As the premier tool of the information age, technology is transforming how we learn, work, play, and communicate. It’s also changing the nature of public-record requests, setting up potential legal challenges that few schools and districts are equipped to handle.

In recent months, for example, news outlets in Charlotte, N.C., and around the nation have asked for the security tapes from school buses and high school surveillance cameras, electronic copies of databases containing confidential student records, administrators’ and school board members’ eMail messages, and more.

In one state, news outlets encouraged teens to smuggle video recorders into school and then paid them for the tapes, turning students into stringers for the local media. The media got their story, but at what cost to student privacy and school climate?

While the Federal Educational Right to Privacy Act (FERPA) offers some protection for students, the case law simply isn’t clear on whether any or all of the above examples are public records. And, while most school employees have more legal protections than students when it comes to safeguarding their privacy, internet-based criminal background checks and other information services are putting confidential personnel data at risk as well.

So, what’s a beleaguered school leader to do? Besides staying in close contact with your district lawyer and securing additional insurance coverage, you need an in-depth understanding of the public-records laws governing your state.

Generally speaking, if a record exists and it doesn’t include confidential personnel, legal, or student information, it’s public and you need to share it in a timely fashion. If it doesn’t exist, you don’t have to create it just because a reporter asks for it. And, while most reporters these days prefer electronic formats, putting your records on disk or sending data via eMail isn’t mandatory as long as you provide the information.

“While it’s certainly in our best interest to help reporters whenever we can, we are not required to do their research for them,” says Barry Gaskins, APR, president of the National School Public Relations Association. “Before you start generating reports just for reporters, you really need to look at the staff time involved. In some ways, it’s almost a reverse abuse of taxpayer dollars if you spend resources doing a report that could go toward doing our real job, which is educating children.”
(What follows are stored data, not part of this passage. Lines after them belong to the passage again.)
PR #872, opened 2017-07-11
DRILL-5665: planner.force_2phase_aggr only overrides small inputs

Ben-Zvi:
The planner option planner.force_2phase_aggr was created for testing, but may be used someday by a customer to allow spilling (currently single phase can not spill).
That option was implemented unconditionally, thus potentially violating other checks.

The code change is to only use this option to bypass a single check -- for small input tables.

### DIFF
--- a/exec/java-exec/src/main/java/org/apache/drill/exec/planner/physical/AggPruleBase.java
+++ b/exec/java-exec/src/main/java/org/apache/drill/exec/planner/physical/AggPruleBase.java
@@ -61,12 +61,11 @@ public abstract class AggPruleBase extends Prule {
   // currently won't generate a 2 phase plan.
   protected boolean create2PhasePlan(RelOptRuleCall call, DrillAggregateRel aggregate) {
     PlannerSettings settings = PrelUtil.getPlannerSettings(call.getPlanner());
-    if ( settings.isForce2phaseAggr() ) { // for testing - force 2 phase aggr
-      return true;
-    }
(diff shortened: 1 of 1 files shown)


exec/java-exec/src/main/java/org/apache/drill/exec/planner/physical/AggPruleBase.java
```diff
@@ -61,11 +61,9 @@ protected AggPruleBase(RelOptRuleOperand operand, String description) {
   // currently won't generate a 2 phase plan.
   protected boolean create2PhasePlan(RelOptRuleCall call, DrillAggregateRel aggregate) {
     PlannerSettings settings = PrelUtil.getPlannerSettings(call.getPlanner());
-    if ( settings.isForce2phaseAggr() ) { // for testing - force 2 phase aggr
-      return true;
-    }
     RelNode child = call.rel(0).getInputs().get(0);
-    boolean smallInput = child.getRows() < settings.getSliceTarget();
+    boolean smallInput = child.getRows() < settings.getSliceTarget() &&
```
amansinha100: Overloading smallInput makes it confusing.  Why not modify the if condition below to : 
    (... || (smallInput && !settings.isForce2phaseAggr()) 
This way the meaning of smallInput is not changed.

Ben-Zvi: Done

amansinha100:
+1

As computer-assisted reporting gains a stronger foothold in American journalism, however, more and more school leaders find themselves barraged for requests for eMail messages, hard drives, videotapes, faxes, Palm Pilot meeting notes, and other “public records” that didn’t even exist a mere 10 years ago.
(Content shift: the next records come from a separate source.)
PR #874, opened 2017-07-12
DRILL-5663: Drillbit fails to start when only keystore path is provided without keystore password.

sindhurirayavaram:
When we configure keystore path without keystore password inside drill-override.conf for WebServer, then Drillbit fails to start. We should explicitly check for either both being present or both being absent. If any one of them is only present then we should throw startup exception for Drill.
In the code change, added checks for both keystorepath and keystorepasword.

### DIFF
--- a/distribution/src/resources/drill-override-example.conf
+++ b/distribution/src/resources/drill-override-example.conf
@@ -214,7 +214,7 @@ drill.exec: {
 }
 
 # Below SSL parameters need to be set for custom transport layer settings.
-javax.net.ssl {
+ssl{
   keyStore: "/keystore.file",
   keyStorePassword: "ks_passwd",
   trustStore: "/truststore.file",
--- a/distribution/src/resources/drill-override-example.conf
+++ b/distribution/src/resources/drill-override-example.conf
@@ -93,6 +93,13 @@ drill.exec: {
       credentials: true
     }
   },
+  # Below SSL parameters need to be set for custom transport layer settings.
+  ssl{
+    keyStorePath: "/keystore.file",
+    keyStorePassword: "ks_passwd",
+    trustStorePath: "/truststore.file",
+    trustStorePassword: "ts_passwd"
+  },
   functions: ["org.apache.drill.expr.fn.impl"],
   network: {
     start: 35000
@@ -213,11 +220,5 @@ drill.exec: {
   default_temporary_workspace: "dfs.tmp"
 }
 
-# Below SSL parameters need to be set for custom transport layer settings.
-ssl{
-  keyStore: "/keystore.file",
-  keyStorePassword: "ks_passwd",
-  trustStore: "/truststore.file",
-  trustStorePassword: "ts_passwd"
-}
+
 
--- a/distribution/src/resources/drill-override-example.conf
+++ b/distribution/src/resources/drill-override-example.conf
@@ -94,7 +94,7 @@ drill.exec: {
     }
   },
   # Below SSL parameters need to be set for custom transport layer settings.
-  ssl{
+  ssl: {
     keyStorePath: "/keystore.file",
     keyStorePassword: "ks_passwd",
     trustStorePath: "/truststore.file",
--- a/distribution/src/resources/drill-override-example.conf
+++ b/distribution/src/resources/drill-override-example.conf
@@ -95,9 +95,13 @@ drill.exec: {
   },
   # Below SSL parameters need to be set for custom transport layer settings.
   ssl: {
+    #If not provided then the default value is java system property javax.net.ssl.keyStore value
     keyStorePath: "/keystore.file",
+    #If not provided then the default value is java system property javax.net.ssl.keyStorePassword value
     keyStorePassword: "ks_passwd",
+    #If not provided then the default value is java system property javax.net.ssl.trustStore value
     trustStorePath: "/truststore.file",
+    #If not provided then the default value is java system property javax.net.ssl.trustStorePassword value
     trustStorePassword: "ts_passwd"
   },
   functions: ["org.apache.drill.expr.fn.impl"],
--- a/exec/java-exec/src/main/java/org/apache/drill/exec/ExecConstants.java
+++ b/exec/java-exec/src/main/java/org/apache/drill/exec/ExecConstants.java
@@ -122,10 +122,10 @@ public interface ExecConstants {
   String HTTP_SESSION_MEMORY_RESERVATION = "drill.exec.http.session.memory.reservation";
   String HTTP_SESSION_MEMORY_MAXIMUM = "drill.exec.http.session.memory.maximum";
   String HTTP_SESSION_MAX_IDLE_SECS = "drill.exec.http.session_max_idle_secs";
-  String HTTP_KEYSTORE_PATH = "javax.net.ssl.keyStore";
-  String HTTP_KEYSTORE_PASSWORD = "javax.net.ssl.keyStorePassword";
-  String HTTP_TRUSTSTORE_PATH = "javax.net.ssl.trustStore";
-  String HTTP_TRUSTSTORE_PASSWORD = "javax.net.ssl.trustStorePassword";
+  String HTTP_KEYSTORE_PATH = "ssl.keyStorePath";
+  String HTTP_KEYSTORE_PASSWORD = "ssl.keyStorePassword";
+  String HTTP_TRUSTSTORE_PATH = "ssl.trustStorePath";
+  String HTTP_TRUSTSTORE_PASSWORD = "ssl.trustStorePassword";
   String SYS_STORE_PROVIDER_CLASS = "drill.exec.sys.store.provider.class";
   String SYS_STORE_PROVIDER_LOCAL_PATH = "drill.exec.sys.store.provider.local.path";
   String SYS_STORE_PROVIDER_LOCAL_ENABLE_WRITE = "drill.exec.sys.store.provider.local.write";
--- a/exec/java-exec/src/main/java/org/apache/drill/exec/ExecConstants.java
+++ b/exec/java-exec/src/main/java/org/apache/drill/exec/ExecConstants.java
@@ -122,10 +122,10 @@ public interface ExecConstants {
   String HTTP_SESSION_MEMORY_RESERVATION = "drill.exec.http.session.memory.reservation";
   String HTTP_SESSION_MEMORY_MAXIMUM = "drill.exec.http.session.memory.maximum";
   String HTTP_SESSION_MAX_IDLE_SECS = "drill.exec.http.session_max_idle_secs";
-  String HTTP_KEYSTORE_PATH = "ssl.keyStorePath";
-  String HTTP_KEYSTORE_PASSWORD = "ssl.keyStorePassword";
-  String HTTP_TRUSTSTORE_PATH = "ssl.trustStorePath";
-  String HTTP_TRUSTSTORE_PASSWORD = "ssl.trustStorePassword";
+  String HTTP_KEYSTORE_PATH = "drill.exec.ssl.keyStorePath";
+  String HTTP_KEYSTORE_PASSWORD = "drill.exec.ssl.keyStorePassword";
+  String HTTP_TRUSTSTORE_PATH = "drill.exec.ssl.trustStorePath";
+  String HTTP_TRUSTSTORE_PASSWORD = "drill.exec.ssl.trustStorePassword";
   String SYS_STORE_PROVIDER_CLASS = "drill.exec.sys.store.provider.class";
   String SYS_STORE_PROVIDER_LOCAL_PATH = "drill.exec.sys.store.provider.local.path";
   String SYS_STORE_PROVIDER_LOCAL_ENABLE_WRITE = "drill.exec.sys.store.provider.local.write";
--- a/exec/java-exec/src/main/java/org/apache/drill/exec/SSLConfig.java
+++ b/exec/java-exec/src/main/java/org/apache/drill/exec/SSLConfig.java
@@ -1,0 +1,70 @@
+/*
+ * Licensed to the Apache Software Foundation (ASF) under one
+ * or more contributor license agreements.  See the NOTICE file
+ * distributed with this work for additional information
+ * regarding copyright ownership.  The ASF licenses this file
+ * to you under the Apache License, Version 2.0 (the
+ * "License"); you may not use this file except in compliance
+ * with the License.  You may obtain a copy of the License at
+ *
+ * http://www.apache.org/licenses/LICENSE-2.0
+ *
+ * Unless required by applicable law or agreed to in writing, software
+ * distributed under the License is distributed on an "AS IS" BASIS,
+ * WITHOUT WARRANTIES OR CONDITIONS OF ANY KIND, either express or implied.
+ * See the License for the specific language governing permissions and
+ * limitations under the License.
+ */
+package org.apache.drill.exec;
+
+import com.typesafe.config.Config;
+import org.apache.drill.common.exceptions.DrillException;
+
+public class SSLConfig {
+  private static final org.slf4j.Logger logger = org.slf4j.LoggerFactory.getLogger(SSLConfig.class);
+
+  private final String keystorePath;
+
+  private final String keystorePassword;
+
+  private final String truststorePassword;
+
+  private final String truststorePath;
+
+  public boolean isValid = false;
+
+  public SSLConfig(Config config) throws DrillException {
+
+    keystorePath = config.getString(ExecConstants.HTTP_KEYSTORE_PATH).trim();
+
+    keystorePassword = config.getString(ExecConstants.HTTP_KEYSTORE_PASSWORD).trim();
+
+    truststorePath = config.getString(ExecConstants.HTTP_TRUSTSTORE_PATH).trim();
+
+    truststorePassword = config.getString(ExecConstants.HTTP_TRUSTSTORE_PASSWORD).trim();
+
+    /*If keystorePath or keystorePassword is provided in the configuration file use that*/
+    if (!keystorePath.isEmpty() || !keystorePassword.isEmpty()) {
+      if (keystorePath.isEmpty() || keystorePassword.isEmpty()) {
+        throw new DrillException(" *.ssl.keyStorePath and/or *.ssl.keyStorePassword in the configuration file can't be empty.");
+      }
+      isValid = true;
+    }
+  }
+
+  public String getkeystorePath() {
+    return keystorePath;
+  }
+
+  public String getkeystorePassword() {
+    return keystorePassword;
+  }
+
+  public String gettruststorePath() {
+    return truststorePath;
+  }
+
+  public String gettruststorePassword() {
+    return truststorePassword;
+  }
+}
--- a/exec/java-exec/src/main/java/org/apache/drill/exec/SSLConfig.java
+++ b/exec/java-exec/src/main/java/org/apache/drill/exec/SSLConfig.java
@@ -21,17 +21,15 @@ import com.typesafe.config.Config;
 import org.apache.drill.common.exceptions.DrillException;
 
 public class SSLConfig {
-  private static final org.slf4j.Logger logger = org.slf4j.LoggerFactory.getLogger(SSLConfig.class);
 
   private final String keystorePath;
 
   private final String keystorePassword;
 
-  private final String truststorePassword;
-
   private final String truststorePath;
 
-  public boolean isValid = false;
+  private final String truststorePassword;
+
 
   public SSLConfig(Config config) throws DrillException {
 
@@ -45,26 +43,35 @@ public class SSLConfig {
 
     /*If keystorePath or keystorePassword is provided in the configuration file use that*/
     if (!keystorePath.isEmpty() || !keystorePassword.isEmpty()) {
-      if (keystorePath.isEmpty() || keystorePassword.isEmpty()) {
-        throw new DrillException(" *.ssl.keyStorePath and/or *.ssl.keyStorePassword in the configuration file can't be empty.");
+      if (keystorePath.isEmpty()) {
+        throw new DrillException(" *.ssl.keyStorePath in the configuration file is empty, but *.ssl.keyStorePassword is set");
       }
-      isValid = true;
+      else if (keystorePassword.isEmpty()){
+        throw new DrillException(" *.ssl.keyStorePassword in the configuration file is empty, but *.ssl.keyStorePath is set ");
+      }
+
     }
   }
 
-  public String getkeystorePath() {
+  public boolean isSslValid() { return !keystorePath.isEmpty() && !keystorePassword.isEmpty(); }
+
+  public String getKeyStorePath() {
     return keystorePath;
   }
 
-  public String getkeystorePassword() {
+  public String getKeyStorePassword() {
     return keystorePassword;
   }
 
-  public String gettruststorePath() {
+  public boolean hasTrustStorePath() { return !truststorePath.isEmpty(); }
+
+  public boolean hasTrustStorePassword() {return !truststorePassword.isEmpty(); }
+
+  public String getTrustStorePath() {
     return truststorePath;
   }
 
-  public String gettruststorePassword() {
+  public String getTrustStorePassword() {
     return truststorePassword;
   }
 }
--- a/exec/java-exec/src/main/java/org/apache/drill/exec/SSLConfig.java
+++ b/exec/java-exec/src/main/java/org/apache/drill/exec/SSLConfig.java
@@ -53,25 +53,17 @@ public class SSLConfig {
     }
   }
 
-  public boolean isSslValid() { return !keystorePath.isEmpty() && !keystorePassword.isEmpty(); }
+  public boolean isSslValid() {  return !keystorePath.isEmpty() && !keystorePassword.isEmpty(); }
 
-  public String getKeyStorePath() {
-    return keystorePath;
-  }
+  public String getKeyStorePath() {  return keystorePath; }
 
-  public String getKeyStorePassword() {
-    return keystorePassword;
-  }
+  public String getKeyStorePassword() {  return keystorePassword; }
 
-  public boolean hasTrustStorePath() { return !truststorePath.isEmpty(); }
+  public boolean hasTrustStorePath() {  return !truststorePath.isEmpty(); }
 
-  public boolean hasTrustStorePassword() {return !truststorePassword.isEmpty(); }
+  public boolean hasTrustStorePassword() {  return !truststorePassword.isEmpty(); }
 
-  public String getTrustStorePath() {
-    return truststorePath;
-  }
+  public String getTrustStorePath() {  return truststorePath; }
 
-  public String getTrustStorePassword() {
-    return truststorePassword;
-  }
+  public String getTrustStorePassword() {  return truststorePassword; }
 }
--- a/exec/java-exec/src/main/java/org/apache/drill/exec/server/rest/WebServer.java
+++ b/exec/java-exec/src/main/java/org/apache/drill/exec/server/rest/WebServer.java
@@ -146,9 +146,8 @@ public class WebServer implements AutoCloseable {
         serverConnector = createHttpsConnector();
       }
       catch(DrillException e){
-        throw new DrillbitStartupException(e.getMessage(),e);
+        throw new DrillbitStartupException(e.getMessage(), e);
       }
-
     } else {
       serverConnector = createHttpConnector();
     }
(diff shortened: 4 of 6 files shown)


exec/java-exec/src/main/java/org/apache/drill/exec/server/rest/WebServer.java
```diff
@@ -264,19 +265,26 @@ private ServerConnector createHttpsConnector() throws Exception {
...
-      sslContextFactory.setKeyStorePath(config.getString(ExecConstants.HTTP_KEYSTORE_PATH));
-      sslContextFactory.setKeyStorePassword(config.getString(ExecConstants.HTTP_KEYSTORE_PASSWORD));
-
-      // TrustStore and TrustStore password are optional
-      if (config.hasPath(ExecConstants.HTTP_TRUSTSTORE_PATH)) {
-        sslContextFactory.setTrustStorePath(config.getString(ExecConstants.HTTP_TRUSTSTORE_PATH));
-        if (config.hasPath(ExecConstants.HTTP_TRUSTSTORE_PASSWORD)) {
-          sslContextFactory.setTrustStorePassword(config.getString(ExecConstants.HTTP_TRUSTSTORE_PASSWORD));
-        }
+    final boolean hasPath = config.hasPath(ExecConstants.HTTP_KEYSTORE_PATH);
```
paul-rogers: To avoid this double-checking, standard practice is:

* Use a blank value to indicate the value is unset.
* Provide a default (blank) value in `drill-module.conf`

Then, the code can just be:

```
String path = config.getString(ExecConstants.HTTP_KEYSTORE_PATH).trim();
if (! path.isEmpty()) {
  // do stuff
```

Also, if the user is expected to set this key, please provide an example in `drill-override-example.conf`.

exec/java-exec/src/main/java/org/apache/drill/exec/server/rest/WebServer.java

Members of the general public aren’t far behind, as parents and other “concerned citizens” pepper principals, public information officers, and superintendents with data requests.

As a result, public information officers and others are scrambling to scrub confidential data from databases and update school board policies that were written prior to the advent of the internet and other new media.

Because most states don’t allow schools to ask why a record is being requested, school leaders may inadvertently hand over information to marketing research firms and vendors who want to track the buying habits of our students, parents, and staff or sell them new products. (And you thought protecting your students from “cookies” implanted into free software was enough!)

Not surprisingly, as parents get savvier about protecting their children’s privacy and as concerns about identity theft grow, more parents are asking that photos, eMail and mailing addresses, phone numbers, videotape, and other identifying information not be shared on the web, via databases, or through district publications, cable broadcasts, and other communication channels.

That is why some school districts are no longer including their students’ addresses, zip codes, and phone numbers as part of commonly shared “directory information.” Others are putting additional safeguards in place to ensure that confidential information and data not included in the public-record request have been deleted from the file.

“We’re getting an increasing number of parents who do not want their children’s names, photographs, or directory information shared with commercial people,” says Gay Campbell, APR, director of communications for the Everett School District in Washington, who notes that one elementary school in her district had 252 families (out of approximately 500) request that their children’s photographs not be used in any district publications. “If you don’t have a way to note these requests in your student database, you could easily violate FERPA and not even know it.”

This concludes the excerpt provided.